I have seen a desk and plastic dust cover for a cnc router, but honestly, ultra fine dust will shorten the life of your computer, and probably your monitor as well.


----------



## john111 (Dec 18, 2012)

I have been wanting to do the same. Like TCC says I think no matter what that it would kill the computer! I have decided to wait to get a throw away laptop. Maybe a used netbook so I do not have to worry about it. That way I could do all the cpu intensive work inside on the good computer then send it all to drop box. Maybe just take some dust off the fan every once in awhile. Lay some plastic over it when not in use. Good luck and let us know what you end up doing. I will be very interested. Thanks!


----------



## trotter (Dec 29, 2009)

It may be an idea to copy one of those extractor (fume) cabinets you see in laboratories. You slide up the front glass screen and put your hands in underneath. You can look at the screen and keyboard through the glass front. The glass front drops down when not in use. If you have a tower, place that in its own container or house it separately from the dust.


----------



## jimmyb (Mar 21, 2013)

I have my PC outside the shop, long VGA cable running to wall mounted flat screen monitor. I also ran a 1/8" stereo plug with the monitor cable for sound. I then use a wireless keyboard / mouse combo and do not have to worry about dust build up in the PC.

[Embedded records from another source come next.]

PR #2669, opened 2018-04-18
Fix filtered elements being clipped during property animation.

### LINKED ISSUE #2668: Filtered elements are clipped if their bounds change via animated properties
https://bugzilla.mozilla.org/show_bug.cgi?id=1454763

\>> [Testcase](https://bug1454763.bmoattachments.org/attachment.cgi?id=8968651) <<

In this testcase, the rounded border is sometimes not rendered completely. The testcase applies a filter to a stationary element which wraps an element whose transform is animated. The bounds of the filter surface are dependent on the animated property.

glennw:
When the local rect of a picture primitive changes (due to a
child primitive or picture being attached to an animating
scroll node), we need to invalidate the GPU cache entry for
this picture. This ensures that the correct local rect is
uploaded to the GPU shaders.

Fixes #2668.

---
This change is [Reviewable](https://reviewable.io/reviews/servo/webrender/2669)

### DIFF
--- a/webrender/src/prim_store.rs
+++ b/webrender/src/prim_store.rs
@@ -1958,7 +1958,13 @@ impl PrimitiveStore {
                 pic.runs = pic_context_for_children.prim_runs;
 
                 let metadata = &mut self.cpu_metadata[prim_index.0];
-                metadata.local_rect = pic.update_local_rect(result);
+
+                let new_local_rect = pic.update_local_rect(result);
+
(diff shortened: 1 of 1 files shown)


glennw:
r? @kvark or anyone

cc @mstange - this is the fix for https://bugzilla.mozilla.org/show_bug.cgi?id=1454763

I don't think we have any way to add a regression test for this right now, unfortunately.

PR #2677, opened 2018-04-20
Some more preparatory work for text run caching.

glennw:
* Support dual-source blending in brush shaders (optionally).
* Optimize how blend enable state is set in alpha batches. 
* Refactor and simplify how submit_batch works for subpixel modes.
  * In most cases, pass the shader color mode via instances.
  * The instance can have a value that says to take the color mode from uMode instead. This is used for multi-pass renderings.
  * Simplify the submit_batch code in a way that text runs are not special cased. This allows any primitive kind to work with any of the subpixel blend modes.

---
This change is [Reviewable](https://reviewable.io/reviews/servo/webrender/2677)

### DIFF
--- a/webrender/res/brush_image.glsl
+++ b/webrender/res/brush_image.glsl
@@ -112,6 +112,10 @@ void brush_vs(
     int raster_space = user_data.y & 0xffff;
     ImageBrushData image_data = fetch_image_data(prim_address);
 
+    if (color_mode == COLOR_MODE_FROM_PASS) {
+        color_mode = uMode;
+    }
+
     // Derive the texture coordinates for this image, based on
     // whether the source image is a local-space or screen-space
     // image.
--- a/webrender/res/brush_image.glsl
+++ b/webrender/res/brush_image.glsl
@@ -205,12 +205,7 @@ void brush_vs(
 
 #ifdef WR_FRAGMENT_SHADER
 
-vec4 brush_fs(
-#ifdef WR_FEATURE_DUAL_SOURCE_BLENDING
-    out vec4 blend
-#endif
-) {
-
+Fragment brush_fs() {
     vec2 uv_size = vUvBounds.zw - vUvBounds.xy;
 
 #ifdef WR_FEATURE_ALPHA_PASS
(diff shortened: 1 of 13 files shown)


glennw:
r? @kvark

There's a few subtle bits to this code, and some of the text permutations don't have great test coverage, so please look over carefully :)

Having said that, I did some manual testing in Gecko and didn't notice anything obviously wrong.

Pending try:
https://treeherder.mozilla.org/#/jobs?repo=try&revision=1619606ce2e4714932ca500fa6fb9fba69cafe2f

glennw:
Review status: 5 of 13 files reviewed at latest revision, 3 unresolved discussions.

---

*[webrender/res/brush.glsl, line 161 at r1](https://beta.reviewable.io/reviews/servo/webrender/2677#-LAYomJ02slZL4l3IqAd:-LAZpvZ_6wZn_nu3YcP6:byglz19) ([raw file](https://github.com/servo/webrender/blob/8097ac058090d16e062361b1a4a290202b5a6d67/webrender/res/brush.glsl#L161)):*

can we please avoid `out` parameters in functions?
instead - have a struct returned, and the define would only wrap around one of the struct members
</blockquote></details>

I avoided it thinking we had shader compiler issues in the past, but that was with structures for interpolants. I've updated to use a Fragment structure.

---

*[webrender/res/ps_text_run.glsl, line 71 at r1](https://beta.reviewable.io/reviews/servo/webrender/2677#-LAYpHVnBVb5lMtTLd0q:-LAZq3Y_2Z2O57BnVJGP:batsk0d) ([raw file](https://github.com/servo/webrender/blob/8097ac058090d16e062361b1a4a290202b5a6d67/webrender/res/ps_text_run.glsl#L71)):*

so, correct me if I'm wrong, but having the color mode to come from the uniform allows us to re-use the instance list for a number of different calls,  so `uMode` is still needed?
</blockquote></details>

Yup, that's right - so we place a color mode in the instance for every case except the SubpixelBg 3-pass technique. So we get better batching for most cases, but retain the ability to override with a uniform value when we are drawing a multi-pass technique by submitting the same geometry multiple times.

---


*Comments from [Reviewable](https://beta.reviewable.io/reviews/servo/webrender/2677)*

glennw:
@kvark Thanks for the quick review! Comments addressed.

webrender/res/brush_image.glsl
```diff
@@ -232,14 +236,23 @@ vec4 brush_fs() {
...
+    Fragment frag;
+
 #ifdef WR_FEATURE_ALPHA_PASS
     float alpha = init_transform_fs(vLocalPos);
     texel.rgb = texel.rgb * vMaskSwizzle.x + texel.aaa * vMaskSwizzle.y;
-    vec4 color = vColor * texel * alpha;
+
+    #ifdef WR_FEATURE_DUAL_SOURCE_BLENDING
+        vec4 alpha_mask = texel * alpha;
+        frag.color = vColor * alpha_mask;
```
kvark: let's unify these paths a little:
```
vec4 alpha_mask = texel * alpha;
frag.color = vColor * alpha_mask;
#ifdef WR_FEATURE_DUAL_SOURCE_BLENDING
frag.blend = alpha_mask * vColor.a;
#endif
```

glennw: Well spotted, fixed!

PR #2679, opened 2018-04-21
Remove "Layer" space

### LINKED ISSUE #2672: Delete "Layer" space from the codebase
> \<nical> Gankro: (re: Layer/Layout) back then the terminology in place was "layer" in webrender, but it didn't make much sense for the API where turned out to be layout coordinates. We weren't sure whether the layout coordinates at the API boundary were going to remain the same as the "layer" coordinates used internally so we just kept both names with a typedef.
>
> \<Gankro> nical: can we kill it with fire now?
>
> \<nical> yeah
> let's just call it all layout

nc4rrillo:
Fixes #2672

---
This change is [Reviewable](https://reviewable.io/reviews/servo/webrender/2679)

### DIFF
--- a/webrender/src/batch.rs
+++ b/webrender/src/batch.rs
@@ -3,9 +3,9 @@
  * file, You can obtain one at http://mozilla.org/MPL/2.0/. */
 
 use api::{AlphaType, ClipMode, DeviceIntRect, DeviceIntSize};
-use api::{DeviceUintRect, DeviceUintPoint, DeviceUintSize, ExternalImageType, FilterOp, ImageRendering, LayerRect};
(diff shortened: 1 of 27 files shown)


glennw:
Thanks, looks good to me. I built Gecko and it compiles and runs with this PR, so :rocket: 

@bors-servo r+

staktrace:
For the record, this did break the Gecko build.

glennw:
(from discussion with kats on IRC)

The reason I was able to build locally in this case is that I didn't do a FFI bindings regeneration step, so it just happened to work since the memory layout between the two types is exactly the same. Sorry!

PR #2681, opened 2018-04-23
Robustify shutdown for the scene builder thread

staktrace:
Currently the scene builder thread can be processing a scene when the RB
thread shuts down. In this case, the scene builder thread may end up
trying to unwrap() the send result from the
SceneBuilderResult::Transaction, but that would fail and panic. Although one
alternative is to simply remove that unwrap() call, it seems better to
have a proper shutdown sequence and assert that things are happening as
we expect them to.

---
This change is [Reviewable](https://reviewable.io/reviews/servo/webrender/2681)

### DIFF
--- a/webrender/src/render_backend.rs
+++ b/webrender/src/render_backend.rs
@@ -731,6 +731,9 @@ impl RenderBackend {
                                 &mut profile_counters
                             );
                         }
+                    },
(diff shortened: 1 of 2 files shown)


glennw:
I'm a bit out of the loop with the scene building code, but this seems reasonable.

@bors-servo r+

PR #2682, opened 2018-04-24
Run reftests on Windows CI.

glennw:
This change is [Reviewable](https://reviewable.io/reviews/servo/webrender/2682)


glennw:
This is just a testing PR for experimenting with running the reftests on Windows CI + ANGLE.

Once we get the basics running in the CI environment, we'll work out which tests need to be fuzzed / disabled on Windows for now.

glennw:
I think this PR is ready for review now.

It disables ~20% of the reftests that use PNG images as a reference. I verified manually in the reftest analyzer that each of these differences are very small pixel differences related to rasterizer differences.

In the future, we'll need to either work out a way to drastically reduce the number of PNG references we use, or more likely, support reference image generation per platform (possibly with an automated system to re-generate reference images).

In the mean time, this gives us a lot more Windows coverage than we had previously, so I think it's worth enabling now.

r? @jrmuizel

PR #2683, opened 2018-04-24
Clip dots/dashes to task rect

mrobinson:
This ensures that when rendering dots and dashes that are clipped, they
don't render outside of the task rectangle. This should increase
performance (since dots and dashes outside the task rectangle produce
degenerate triangles) and avoid corrupting nearby areas of the
RenderTarget texture.

---
This change is [Reviewable](https://reviewable.io/reviews/servo/webrender/2683)

### DIFF
--- a/webrender/res/cs_clip_border.glsl
+++ b/webrender/res/cs_clip_border.glsl
@@ -134,9 +134,16 @@ void main(void) {
     vec2 device_pos = world_pos.xy * uDevicePixelRatio;
 
     // Position vertex within the render task area.
-    vec2 final_pos = device_pos -
-                     area.screen_origin +
-                     area.common_data.task_rect.p0;
+    vec2 task_rect_origin = area.common_data.task_rect.p0;
+    vec2 final_pos = device_pos - area.screen_origin + task_rect_origin;
+
+    // Clamp the mask rectangle to the render task area.
+    final_pos = clamp(final_pos,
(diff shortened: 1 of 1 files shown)


mrobinson:
There is a pending Gecko try job here: https://treeherder.mozilla.org/#/jobs?repo=try&revision=692d39841ca1469d3b3e915f0b4cef356468af8a

I've been having a little trouble with the infrastructure (builds timing out), but hopefully this one is successful.

mrobinson:
The try run is looking good, apart from one intermittent which I believe is unrelated.

glennw:
Does this work in the case of a transform?

I think that the world rect of the corner could in theory end up crossing two edges of the task rect, and now be possible to clip correctly via a VS clamp because of that?

I could easily be missing something though, haven't looked in depth.

glennw:
Hmm, maybe that doesn't matter as long as we take a bounding rect that will include enough pixels, which this PR might handle? Hmm, I might be overthinking this :grimacing:

mrobinson:
That's an interesting question! Let me do some tests and come back with a solid answer.

mrobinson:
This does seem to have an issue with transformations. I'm working through those issues now.

glennw:
@mrobinson Do we still want this one open?

mrobinson:
Nope! This should be closed now.

PR #2685, opened 2018-04-24
Add a mechanism to flush the scene builder thread

staktrace:
We need this for things like reftests in Gecko where we need to ensure
any async scene builds are done before we take a snapshot.

r? @nical or @glennw

---
This change is [Reviewable](https://reviewable.io/reviews/servo/webrender/2685)

### DIFF
--- a/webrender/src/render_backend.rs
+++ b/webrender/src/render_backend.rs
@@ -732,6 +732,9 @@ impl RenderBackend {
                             );
                         }
                     },
+                    SceneBuilderResult::FlushComplete(tx) => {
+                        tx.send(()).ok();
+                    }
                     SceneBuilderResult::Stopped => {
                         panic!("We haven't sent a Stop yet, how did we get a Stopped back?");
                     }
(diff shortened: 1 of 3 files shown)


webrender/src/render_backend.rs
```diff
@@ -754,6 +757,13 @@ impl RenderBackend {
         // inflight messages, otherwise the scene builder might panic.
         while let Ok(msg) = self.scene_rx.recv() {
             match msg {
+                SceneBuilderResult::FlushComplete(tx) => {
+                    // If somebody's blocked waiting for a flush, how did they
+                    // trigger the RB thread to shut down? This shouldn't happen
+                    // but handle it gracefully anyway.
+                    debug_assert!(false);
```
glennw: This would be better as ```unreachable!("bug: [reasons]");```

webrender/src/render_backend.rs
```diff
@@ -754,6 +757,13 @@ impl RenderBackend {
...
+                    let _ = tx.send(());
```
glennw: Another way to write that you don't care about the result here is ```tx.send(()).ok();```. I'm not sure which is actually more preferred, so feel free to leave as is if you like.

webrender/src/render_backend.rs
staktrace: unreachable! will panic in release builds, right? I'd rather avoid that in this case because there is a reasonable way to handle it gracefully. That's why I went with the debug_assert instead. This scenario could occur if somebody uses WR with multiple API instances one of which is used to shut down the RB thread while the other is blocked on a flush. I don't believe it's possible with either gecko or servo at the moment, but other WR consumers might want to do that. At the same time, if that scenario does occur we might want to revisit this.

webrender/src/render_backend.rs
staktrace: Ah, this is cleaner. Will do this, thanks!

staktrace:
Mac CI says: `fatal: reference is not a tree: 367eafdaad18b0aa7581dfb904d041d6e576565c` which is weird since the Linux CI worked fine on the same revision.

@bors-servo retry

PR #2687, opened 2018-04-24
Generate tight bounding rects for dotted corners

mrobinson:
Instead of producing a quad the size of the entire mask for every dot,
generate a tight bounding rect. This seems to increase performance a
great deal on my machine.

Given the test case
```yaml
---
root:
  items:
    -
      bounds: [16, 16, 36720, 50]
      "clip-rect": [16, 16, 36720, 50]
      type: border
      width: 6
      "border-type": normal
      color: black
      style: dotted
      radius: [18360, 25]
```
...this change reduces GPU time from 24ms to 1.7ms and brings framerate up from 37fps to over 60fps.

---
This change is [Reviewable](https://reviewable.io/reviews/servo/webrender/2687)

### DIFF
--- a/webrender/res/cs_clip_border.glsl
+++ b/webrender/res/cs_clip_border.glsl
@@ -71,6 +71,11 @@ void main(void) {
     BorderCorner corner = fetch_border_corner(cmi.clip_data_address);
     vClipCenter = corner.clip_center;
 
+    // Get local vertex position for the corner rect.
+    // TODO(gw): We could reduce the number of pixels written here by calculating a tight
+    // fitting bounding box of the dash itself like we do for dots below.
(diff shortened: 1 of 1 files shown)


mrobinson:
Okay. Looks like most of the redness was due to a shader validation issue. Now there is seemingly only one test with a small difference (not visible to the eye, as far as I can tell). I'll see if I can eliminate it tomorrow though.

mrobinson:
The latest version of this patch should fix these issues. The changes I made were to:
* Fix the shader validation issue.
* Ensure that the dot rectangle is clamped to the border corner rectangle. It looks like dots naturally escape the border rectangle, perhaps pointing to a small issue with dot positioning.

mrobinson:
(this should be ready to review)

I service PCs on the side and you do NOT want to see the insides of PCs in a normal house situation … ughhh!


----------



## wb8nbs (Jan 11, 2011)

You can put the CPU some distance from the monitor and keyboard. I have a friend who encapsulated his keyboard in shrink wrap, said it worked well. If you need a mouse, use a touch pad.


----------



## DesertRatTom (Oct 22, 2012)

I live in the high desert and winters are too cold for any computer, so I built a closed cabinet on casters and installed tightly fitted insulation inside. Added shelves inside and passed a power cord from the back into the box. Door also has foam insulation held on by carpet tape. Have a 25 watt light bulb inside with a thermostat switch controlling it. The switch is a 115v unit for temperature control in a greenhouse. I keep the inside temp set at 65 degrees so the light goes on to warm the box when its cold. I placed a metal shield around the bulb to both protect it and to capture and dissipate the heat. Painted the shield black to absorb more heat. During summer, temperature inside the box never exceeds the mid 80s. I keep a laptop in this box and pull it out for use, but you would have to arrange for air flow during use of a desktop. Of course if your winters don't get too low, you might not need to go to this extreme. Remember that liquid crystal screens don't take kindly to extreme cold either.


----------



## youngran (Feb 16, 2010)

John,

With regards to jimmyb's comment, I've been in IT for over 30 years and his comment on separating your main PC from a dusty environment is spot on. Using a wireless keyboard/mouse combo (plus a cheap LCD display on an extended cable) is the best way to go; especially, if you need to use an existing desktop unit and don't want to spend the money on an upgrade.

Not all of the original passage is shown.